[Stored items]
--- START ---

PR #2683, opened 2022-12-09
fix(ui): DOMA-4653 fix borders style of markdown table

Kekmus:
Screenshot 2022-12-09 at 18 56 24

### DIFF
--- a/packages/ui/src/components/style/mixins/table.less
+++ b/packages/ui/src/components/style/mixins/table.less
@@ -6,6 +6,7 @@
   text-align: left;
   border: @condo-global-border-width-default solid @condo-global-color-gray-3;
   border-radius: @condo-global-border-radius-medium;
+  border-collapse: separate !important;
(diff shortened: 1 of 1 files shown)


packages/ui/src/components/style/mixins/table.less
```diff
@@ -6,6 +6,7 @@
   text-align: left;
   border: @condo-global-border-width-default solid @condo-global-color-gray-3;
   border-radius: @condo-global-border-radius-medium;
+  border-collapse: separate !important;
```
akarjakin, line 9: using !important is antypattern. instead you can increase specificity of the selector

AntonAL (commented):
Why `separate` and not `collapse`? Are there some use-cases to have individual border styling for each cell?

akarjakin (approved):

SavelevMatthew (approved):

PR #2686, opened 2022-12-11
Adr15/lang refactor

sitozzz:
- [x] Move page related translations to a new place {lang}.pages.json at condo
- [ ] Do the same as above at all related submodules
- [x] Change i18 lint logic
- [x] Fix default values for `LocalizedText` with a new custom migration
- [ ] Check for possible duplicates


packages/codegen/templates/app00/lang/en.json
```diff
@@ -1,5 +1,5 @@
 {
-  "pages.index.PageTitle": "demo",
-  "menu.Users": "Users",
-  "WeAreStillDevelopingThisPage": "We are still **developing** this page, it is not **yet** available"
+    "index.PageTitle": "demo",
+    "menu.Users": "Users",
+    "WeAreStillDevelopingThisPage": "We are still **developing** this page, it is not **yet** available"
```
AntonAL, line 4: Should not key be in camelCase as it states in ADR?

--- END ---

■ Task instructions
Word for word, write out every entry shown above.

■ Expected answer
PR #2683, opened 2022-12-09
fix(ui): DOMA-4653 fix borders style of markdown table

Kekmus:
Screenshot 2022-12-09 at 18 56 24

### DIFF
--- a/packages/ui/src/components/style/mixins/table.less
+++ b/packages/ui/src/components/style/mixins/table.less
@@ -6,6 +6,7 @@
   text-align: left;
   border: @condo-global-border-width-default solid @condo-global-color-gray-3;
   border-radius: @condo-global-border-radius-medium;
+  border-collapse: separate !important;
(diff shortened: 1 of 1 files shown)


packages/ui/src/components/style/mixins/table.less
```diff
@@ -6,6 +6,7 @@
   text-align: left;
   border: @condo-global-border-width-default solid @condo-global-color-gray-3;
   border-radius: @condo-global-border-radius-medium;
+  border-collapse: separate !important;
```
akarjakin, line 9: using !important is antypattern. instead you can increase specificity of the selector

AntonAL (commented):
Why `separate` and not `collapse`? Are there some use-cases to have individual border styling for each cell?

akarjakin (approved):

SavelevMatthew (approved):

PR #2686, opened 2022-12-11
Adr15/lang refactor

sitozzz:
- [x] Move page related translations to a new place {lang}.pages.json at condo
- [ ] Do the same as above at all related submodules
- [x] Change i18 lint logic
- [x] Fix default values for `LocalizedText` with a new custom migration
- [ ] Check for possible duplicates


packages/codegen/templates/app00/lang/en.json
```diff
@@ -1,5 +1,5 @@
 {
-  "pages.index.PageTitle": "demo",
-  "menu.Users": "Users",
-  "WeAreStillDevelopingThisPage": "We are still **developing** this page, it is not **yet** available"
+    "index.PageTitle": "demo",
+    "menu.Users": "Users",
+    "WeAreStillDevelopingThisPage": "We are still **developing** this page, it is not **yet** available"
```
AntonAL, line 4: Should not key be in camelCase as it states in ADR?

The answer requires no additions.